§ YOUR OBJECTIVE: In how many lines of the material below does the string "packages" appear? Answer with a single number.

INPUT FOR THIS TASK below:

PR #4414, opened 2022-05-06
Fix unmanaged cluster log verbosity enforcement

### LINKED ISSUE #4413: Unmanaged cluster log level not being enforced
## Bug Report

As noticed in https://github.com/vmware-tanzu/community-edition/pull/4393#pullrequestreview-964773328 the default
logging level of 2 is not being honored. Logging appears to be at level 0, so higher level log output is being skipped
by default.

## Expected Behavior

Default log level should be 2 and log output should only be skipped if user explicitly passes `-v 0`.

## Steps to Reproduce the Bug

`tanzu uc create foo`

stmcginnis:

There were issues with the way log verbosity was being set which caused
the incorrect level to be used, resulting in some expected lines not
printing at the default log level.

This updates the handling to correctly parse and set the level from the
flag. Also some minor refactoring to make it a little easier to
understand.

Fixes: #4413 

```
go run . create foo
go run . rm foo
go run . create -v 0 foo
go run . rm -v 0 foo
```

### DIFF
--- a/cli/cmd/plugin/unmanaged-cluster/cmd/utils.go
+++ b/cli/cmd/plugin/unmanaged-cluster/cmd/utils.go
@@ -13,6 +13,8 @@ import (
 	"golang.org/x/term"
 )
 
+const defaultLogVerbosity = 2
+
 // TtySetting gets the setting to use for formatted TTY output based on whether
 // the user explicitly set it with a command line argument, or if not, whether
 // there is an environment variable set. If neither of these things, it will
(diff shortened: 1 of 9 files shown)


cli/cmd/plugin/unmanaged-cluster/cmd/utils.go
```diff
@@ -57,6 +59,17 @@ func SetupRootCommand(rootCmd *cobra.Command) {
 	rootCmd.SetHelpTemplate(helpTemplate)
 }
 
+// LoggingVerbosity will get the configured logging level for this command.
+func LoggingVerbosity(cmd *cobra.Command) int {
+	level, err := cmd.Flags().GetInt32("verbose")
```
stmcginnis, line 64: @jpmcb would love to get your cobra expertise to verify this is how this parent flag should be handled. Thanks!

jpmcb (approved):
Nice!!! This looks good to me

PR #4421, opened 2022-05-08
Metrics-server should not create or addopt kube-system namespace.

### LINKED ISSUE #1708: metrics-package should not have createNamespace:true for kube-system
**Bug description**
`resources are adopted by default in kapp. so if you specify a resource in your config and it already exists on the cluster, and is not owned by any app, then it will be adopted`
Since metrics-server defines kube-system as the namespace to use and it has the createNamespace: true, it will then `own` the kube-system namespace. This prevents users from adding labels/annotations to this namespace and also poses a risk as if metrics-server package was removed, then the cluster would no longer work.

**Affected product area (please put an X in all that apply)**

- [x] Addons

**Expected behavior**
`createNamespace` should be defaulted to false, as the `kube-system` namespace already exist and is not to be owned by this package.

Relevant discussion: https://kubernetes.slack.com/archives/C02GY94A8KT/p1645018465370589

**Version** (include the SHA if the version is not obvious)
All

adduarte:
If the metric server creates or addopts the kube-system namespace,
it will be marked for deletion whenever the metric-server package is
deleted. kube-system namespace deletion is not allowed.

Fixes https://github.com/vmware-tanzu/tanzu-framework/issues/1708

### DIFF
--- a/addons/packages/metrics-server/0.5.1/bundle/config/values.yaml
+++ b/addons/packages/metrics-server/0.5.1/bundle/config/values.yaml
@@ -12,7 +12,7 @@ daemonset:
   updateStrategy: null
 metricsServer:
   namespace: null
-  createNamespace: true
+  createNamespace: false
   config:
     securePort: 4443
     updateStrategy: RollingUpdate
--- a/addons/packages/metrics-server/0.4.0/bundle/config/values.yaml
+++ b/addons/packages/metrics-server/0.4.0/bundle/config/values.yaml
@@ -4,7 +4,7 @@
 namespace: kube-system
 metricsServer:
   namespace: null
-  createNamespace: true
+  createNamespace: false
   config:
     updateStrategy: RollingUpdate
     args: [] #! Add any command args here
--- a/addons/packages/metrics-server/0.5.1/bundle/config/schema.yaml
+++ b/addons/packages/metrics-server/0.5.1/bundle/config/schema.yaml
@@ -28,7 +28,7 @@ metricsServer:
   #@schema/nullable
   namespace: kube-system
   #@schema/desc "Whether to create namespace specified for metrics-server"
-  createNamespace: true
+  createNamespace: false
   config:
     #@schema/desc "The HTTPS secure port used by metrics-server"
     securePort: 4443


addons/packages/metrics-server/0.5.1/bundle/config/values.yaml
```diff
@@ -12,7 +12,7 @@ daemonset:
   updateStrategy: null
 metricsServer:
   namespace: null
-  createNamespace: true
+  createNamespace: false
```
shyaamsn, line 15: Couple of scenarios we need to handle:
1. User giving createNamespace: true and namespace: kube-system - In this case lets not create namespace
2. Upgrade: User upgrades the package but has older data values i.e. User in their data values has createNamespace: true. So even though package defaults are changed the user has createNamespace: true and hence during delete it will attempt to delete the namespace. Lets also add `https://carvel.dev/kapp/docs/v0.46.0/apply/#kappk14siodelete-strategy` delete-strategy:orphan in the namespace to prevent deletion of namespace

adduarte: namespace creation is handled by kapp-controller. I don't tink we can do much here to prevent the creation or adoption of the namespace when the user intentionally sets createNamespace: true. 
However adding delete-strategy:orphan to the namespace will mitigate this as well.

adduarte: It looks like this behavior has been fixed in https://github.com/vmware-tanzu/carvel-kapp/pull/468


see discussion here: https://kubernetes.slack.com/archives/C02GY94A8KT/p1645018465370589
There is a request to add a feature to kapp to prevent a package from taking ownership: https://github.com/vmware-tanzu/carvel-kapp-controller/issues/523

and the [fix](https://github.com/vmware-tanzu/carvel-kapp/pull/468) is referenced there. 
looks like fix should be available as of  kapp v0.47.0

adduarte: for deployments that use older kapp-controller the best approach will be to add https://carvel.dev/kapp/docs/v0.46.0/apply/#kappk14siodelete-strategy delete-strategy:orphan, and modify the values.yaml as suggested in this pr

shyaamsn: 1. Lets add https://carvel.dev/kapp/docs/v0.46.0/apply/#kappk14siodelete-strategy delete-strategy:orphan for older kapp-controller deployments
2. Can we add a check here  https://github.com/vmware-tanzu/community-edition/blob/main/addons/packages/metrics-server/0.5.1/bundle/config/overlays/overlay-namespace.yaml#L12 
`#@ if data.values.metricsServer.createNamespace and data.values.namespace != "kube-system":` 
To prevent even creating namespace if kube-system is given ?

adduarte: sounds like a good plan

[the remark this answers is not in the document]
adduarte: ack will do

adduarte:
In order to move forward we will scale down this patch to only fix the incorrect settings in metrics-server package bundle. 
A different patch in [tanz-framwork/addons/a](https://github.com/vmware-tanzu/tanzu-framework/tree/main/addons) will be used to correct any deployments which have the kube-system namespace marked with the kapp-controller annotations.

End of INPUT FOR THIS TASK.

§ SOLUTION BELOW: 8